Les opposants au projet de Montréal d'installer des diodes électroluminescentes à 4000 kelvins sur tous ses lampadaires ont été entendus. Même s'il affirme que la décision finale ne sera annoncée que la semaine prochaine, le maire Denis Coderre a clairement fait savoir hier que les questions de santé et d'esthétisme seraient considérées lors du choix des nouveaux luminaires.

M. Coderre a-t-il carrément tourné le dos aux fameuses « DEL 4000 K » à la lumière très blanche qui suscitent le débat depuis quelques mois ? « Je ne suis pas là, mais je ne suis pas loin », a répondu hier le maire à un journaliste qui lui posait la question pendant un point de presse.

Montréal souhaite remplacer les 132 000 luminaires qui éclairent ses rues par des diodes électroluminescentes (DEL) plus modernes et moins gourmandes en électricité. L'an dernier, la Ville avait annoncé son intention d'opter pour des diodes électroluminescentes qui émettent une couleur équivalant à 4000 kelvins (DEL 4000 K).
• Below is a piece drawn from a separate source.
PR #1343, opened 2022-12-22
fixed s3 file upload error caused by underscore in metadata

yuxiang-gao:
The underscore in the "original_filename" metadata is causing "SignatureDoesNotMatch" error for me when uploading files to s3 storage. Changing the metadata name to "original-filename" resolved the issue.

### DIFF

La Ville justifiait ce choix par les économies d'énergie plus importantes que celles que peuvent engendrer des luminaires plus orangés, dont la couleur serait plus près de celle émise par les lampes au sodium actuelles.
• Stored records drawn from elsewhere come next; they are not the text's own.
PR #1346, opened 2022-12-22
upgraded to aws-sdk-go-v2

yuxiang-gao:
This PR upgrades the S3 filesystem to use the newer version of AWS sdk (https://github.com/aws/aws-sdk-go-v2) since it was mentioned in #1343 that there is plan to do so.

### DIFF
--- a/go.mod
+++ b/go.mod
@@ -4,7 +4,10 @@ go 1.18
 
 require (
 	github.com/AlecAivazis/survey/v2 v2.3.6
-	github.com/aws/aws-sdk-go v1.44.165
+	github.com/aws/aws-sdk-go-v2 v1.17.3
+	github.com/aws/aws-sdk-go-v2/config v1.18.7
+	github.com/aws/aws-sdk-go-v2/credentials v1.13.7
+	github.com/aws/aws-sdk-go-v2/service/s3 v1.29.6
 	github.com/disintegration/imaging v1.6.2
 	github.com/domodwyer/mailyak/v3 v3.3.4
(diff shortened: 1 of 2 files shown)


ganigeorgiev:
I don't want to rush it since I remember reading in the docs that the new version uses newer S3 APIs which may not be supported by all S3 providers.
It will need first to be investigated whether it works with the common S3 providers and what actually are the api changes.

yuxiang-gao:
> It will need first to be investigated whether it works with the common S3 providers and what actually are the api changes.

That makes sense. I have only briefly tested it on three providers that I am using (AWS, Tencent COS, and MinIO) and they seems to be working. Let me know if you need any help investigating this.

pr0ton11:
I would be up to test it with CEPH Rados Gatwway once I get it up and running. How is performance in general in S3 buckets for Pocketbase. Is it noticable?

ganigeorgiev:
@pr0ton11 I doubt that there will be any noticable performance difference when switching from v1 to v2 of the s3 library.

If you are asking for general S3 integration performance - it depends on the internal network infrastructure of your host provider(s), the location/region of the servers, etc.

It will be definitely slower compared to a local filesystem storage.

HiteshGorana (approved):

ganigeorgiev:
I've squash merged it in the `develop` branch with one minor endpoint normalization (prefixing it with `https://` if scheme is not defined; it seems that this was performed behind the scenes by v1).

I've tested it with AWS S3, DigitalOcean Spaces, Vultr Object Storage and Wasabi S3 offerings and all seems to work fine.

PR #1375, opened 2022-12-25
make it so the avatar moves with the cursor

Merkie:


Merkie:
so basically i just added some javascript that makes it so the avatar in the corner moves with the mouse cursor

ganigeorgiev:

PR #1377, opened 2022-12-25
Add authentik oauth provider

pr0ton11:
This is a PR that eventually should add a more generic oauth2 auth provider. Since I am self hosting [authentik](https://goauthentik.io/) as my identity provider it only makes sense that I implement auth for it in projects I want to use in the future.

- [x]  Implement FetchAuthUser functionality
- [x] Add unit tests
- [x] Improve UI to be more aligned with vision of pocketbase team (help needed)


tools/auth/authentik.go
```diff
@@ -0,0 +1,34 @@
...
+// Name of the oauth provider
+const NameAuthentik string = "authentik"
+
+type Authentik struct {
+	*baseProvider
+}
+
+func NewAuthentikProvider() *Authentik {
+	return &Authentik{&baseProvider{
+		scopes:   []string{"profile"},
```
mariosant, line 25: Correct me if I am wrong please, but I feel that scopes can be preconfigured on provider side. If that's the case, it might make sense to not request specific scopes, as it will override the provider's configuration (while pocketbase request scopes are not configurable atm).

Ref: https://goauthentik.io/docs/providers/oauth2/#scope-authorization

pr0ton11: You are partially correct. This default implementation just requests a scope that is enabled by default in Authentik, but ofc this could be configured in any way on the provider side.
I am struggling at the moment to find where the frontend settings are passed into this class. If someone could give me a hint that would be very helpful for the progress of this PR.

ganigeorgiev: > I am struggling at the moment to find where the frontend settings are passed into this class. If someone could give me a hint that would be very helpful for the progress of this PR.

I'm not sure if that's what you are asking, but users can't configure the default `scopes` from the Admin UI at the moment. At the end, they are just minimal defaults for convenience and are used only in the login url(s) that are returned with the [`List auth method` endpoint](https://pocketbase.io/docs/api-records/). Users can adjust/replace them client-side by modifing the `scope` query parameter in the provider login url(s).

pr0ton11: Thanks @ganigeorgiev 

- What I meant is that Authenktik.go uses a *baseProvider instance, but I dont see where in the baseProvider instance I can retrieve the settings that get set in the Svelte frontend component AuthentikOptions.svelte. This is essential, since all the endpoints get configured there (and authentik is self-hosted, so I can not provide a general URL in the constructor)
- Maybe you could also give me a hint since authentik is a very general provider, and could also allow for example Keycloak to be used, if we want to keep it named Authentik or if we want to give it a more general name.
- I need some feedback about the frontend part

ganigeorgiev: @pr0ton11 The Admin UI settings API doesn't operate directly with the `auth.baseProvider` and instead uses the `settings.AuthProviderConfig` - https://github.com/pocketbase/pocketbase/blob/c1921aeef8b28f9df66d5be3143e0c39dd079bec/models/settings/settings.go#L461-L468

You can find details about the available settings API fields in https://pocketbase.io/docs/api-settings/.

pr0ton11: Thanks for helping with the PR, I completed the implementation and it looks like everything is working as expected now

ganigeorgiev:
@pr0ton11 Thank you for working on this but there are some minor things that need to be improved:

1. Add the authentik in the `apis/settings_test.go` tests.
2. Please copy the comments format in authentik.go to be godoc "compatible" (you can refer to the other provider as a reference).
3. Map the `email_verified` field and assign the extracted email only if it is true.
4. **There is no `id` field in the authentik response**, and you'll always get `"0"` at least by default. There is a `sub` field but I'm not sure if this is user unique since I couldn't find anywhere in the authentik docs. I have no experience with authentik so please verify and confirm. We need a unique user identifier so that we can link the authentik user with the PocketBase one.

ganigeorgiev:
@pr0ton11 I'll apply the changes manually to skip the back-and-forth and will merge it in the develop branch sometime later today.

ganigeorgiev:
@pr0ton11 I've squash merged it in the develop branch - https://github.com/pocketbase/pocketbase/commit/6d08a5f36fb92ac00409c9405a7c8d0d5f9f18d5.

It will be included in the next v0.12.0 release.

pr0ton11:
Thanks for your effort for the final changes 👍

cgrs:
FYI, I've tested this OAuth2 provider with [Zitadel](https://zitadel.com/) and [Keycloak](https://www.keycloak.org/) and they worked successfully. I think this provider should be referred as “Generic” as long as more OAuth2 providers can plug in (I'd like to test it also with Ory, but it should work out of the box).

pr0ton11:
> FYI, I've tested this OAuth2 provider with [Zitadel](https://zitadel.com/) and [Keycloak](https://www.keycloak.org/) and they worked successfully. I think this provider should be referred as “Generic” as long as more OAuth2 providers can plug in (I'd like to test it also with Ory, but it should work out of the box).

Maybe support for the .well-known URI could be added and it could be renamed to generic.
At least the documentation should mention this as a more generic oauth2 provider

ganigeorgiev:
@cgrs, @pr0ton11 Let's keep it for now as it is.

Unfortunately, there will be always some manual mapping required when fetching the user profile data that will defer from one provider to another, and I'm not sure if we can have a truly generic provider.

_Eventually, I'll consider adding a note/label in the UI mentioning that the provider could be used with other similar OAuth2 services._

ganigeorgiev:
@cgrs, @pr0ton11 On second thought having a generic OIDC provider may actually be better since the OIDC spec mentions recommended/standard scope claims and fields - https://openid.net/specs/openid-connect-core-1_0.html

After the ongoing "View" collection type, I'll consider generalizing the Authentik provider.

PR #1380, opened 2022-12-25
Feature: Add dimensions validation for images (width x height)

### LINKED ISSUE #1266: Feature request: Limit image width and height
Instead of only limiting file size, I would like to be able to require the uploaded image to be restricted by width and height rules.

I have a preview component, that expects an image of specific size, so I would like to prevent user from uploading image that is not of that size. But preventing images that are smaller than certain resolution would also be helpfull.

AmFlint:
## Description

In this PR, I added a new Schema field to files (when creating/updating a collection), which allows users to specify "accepted" dimensions for images (width x height) uploaded by users.

When a user "upserts" a record, if this list of accepted dimensions is configured on the collection, then PocketBase checks the file's width/height to make sure these dimensions match at least one of the "accepted dimensions". (see screenshots)

This new validation only works on "image" files, it will fail if the uploaded file is not an image (the code uses the image standard library to get the dimensions of the image for the validation logic).

Also, I refactored test's "Mock" function to either create a text file (used in many tests) or an image file (added to the repository) with the dimensions 100x100. This allows me to test my validation logic, and will allow developers to test image uploads in the future.

## Screenshots

UI when creating/updating a collection:
Screenshot 2022-12-25 at 13 29 57

UI when validation failed when uploading an image that does not match the accepted dimensions set on the collection field:
Screenshot 2022-12-25 at 13 30 27

## Issues

- Resolves https://github.com/pocketbase/pocketbase/issues/1266


ganigeorgiev:
Hi, I appreciate the effort, but please refrain creating PR for new features without previously discussing the implementation details (also please refer to https://github.com/pocketbase/pocketbase#contributing).

Currently https://github.com/pocketbase/pocketbase/issues/1266 is not planned and is not in the [roadmap](https://github.com/orgs/pocketbase/projects/2) because I'm still not sure whether such validator is a good idea and how it will work.

At the moment it seems that if this validator is specified and the user tries to upload a file, it will always fail (because the decode will fail), even though the file is allowed in the mimetypes list.

We need first to decide:

- do we really need such validator and is it clear being part of the `file` type field
- do we want a fixed size validator or min/max width/height

I'll close the issue for now to prevent triggering notifications in case of new changes in master, but we can refer to it later in case we decide to include it.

Depuis, cependant, ce choix a déclenché un débat. Des scientifiques s'inquiètent du fait que les DEL 4000 K émettent une forte proportion de lumière bleue, qui régule l'horloge biologique des êtres humains. Plusieurs études suggèrent qu'une exposition à une telle lumière pendant la nuit peut dérégler le métabolisme et entraîner certains problèmes de santé.

Plusieurs architectes ont aussi pris position dans le débat, affirmant que les DEL 4000 K donnent une « teinte synthétique » aux surfaces qu'elles éclairent. Ils plaident pour une lumière « plus chaleureuse » pour les rues de Montréal.

Hier, le maire Denis Coderre a dit avoir bon espoir de concilier les différents enjeux que suscite le changement d'éclairage nocturne à Montréal.

« Est-ce qu'on est capable de parler de sécurité tout en parlant d'esthétisme, d'environnement et de santé ? », a-t-il lancé.

Plusieurs villes, dont Toronto et Chicago, ont choisi d'opter pour des DEL 3000 K. Ces luminaires émettent une lumière plus jaune que les DEL 4000 K, ce qui réduit les risques pour la santé et procure une atmosphère plus près de celle fournie par les lampes actuelles.

Ces DEL ont toutefois l'inconvénient de générer des économies d'énergie légèrement moindres et sont généralement plus chères que les DEL 4000 K. Le maire Coderre a cependant affirmé hier qu'un prix plus élevé n'était pas un problème pour lui.

« Dans ces affaires-là, ce ne sont pas des dépenses, mais des investissements », a-t-il dit.

PLUSIEURS AVIS CONSIDÉRÉS

Environ 2000 DEL 4000 K ont déjà été installées à Montréal, dans des rues où la Ville a exécuté des travaux et en a profité pour y remplacer les luminaires. Devant le débat qui avait été soulevé, la conversion avait cependant été interrompue, et la Ville avait demandé un avis à la Direction de santé publique (DSP) de Montréal.

Cet avis a finalement été publié en décembre dernier dans la controverse. Même si elle admettait qu'aucune étude scientifique n'avait évalué l'effet des DEL 4000 K sur la santé, la DSP concluait que ces luminaires ne présentaient « aucun danger pour la population ». Ces conclusions ont été dénoncées par plusieurs experts et contredisent notamment celles de l'Association médicale américaine.

Le cabinet du maire a affirmé à La Presse que l'avis de la DSP n'était pas le seul qui serait pris en compte dans la décision. « Le maire, dans sa réflexion sur les luminaires aux DEL, prend en compte tous les avis qui ont été publiés sur le sujet, dont le rapport de la Direction de santé publique de Montréal », a dit Catherine Maurice, directrice des communications au cabinet du maire.

Le maire Coderre a aussi rencontré le professeur et chercheur Martin Aubé, du Groupe de recherche sur la pollution lumineuse au cégep de Sherbrooke, un féroce opposant aux DEL 4000 K.